## Data shown
※

PR #1348, opened 2017-11-16
Let paramVarEnv be NewDeclarativeEnvironment(originalEnv).

rwaldron:
Originally discovered by Cait Potter (@caitp), reported in irc.mozilla.org#jslang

※

## What needs to be done
Give back exactly the lines from the line holding "Let paramVarEnv be" through the last line of the listing, including both.

## Reply
Let paramVarEnv be NewDeclarativeEnvironment(originalEnv).

rwaldron:
Originally discovered by Cait Potter (@caitp), reported in irc.mozilla.org#jslang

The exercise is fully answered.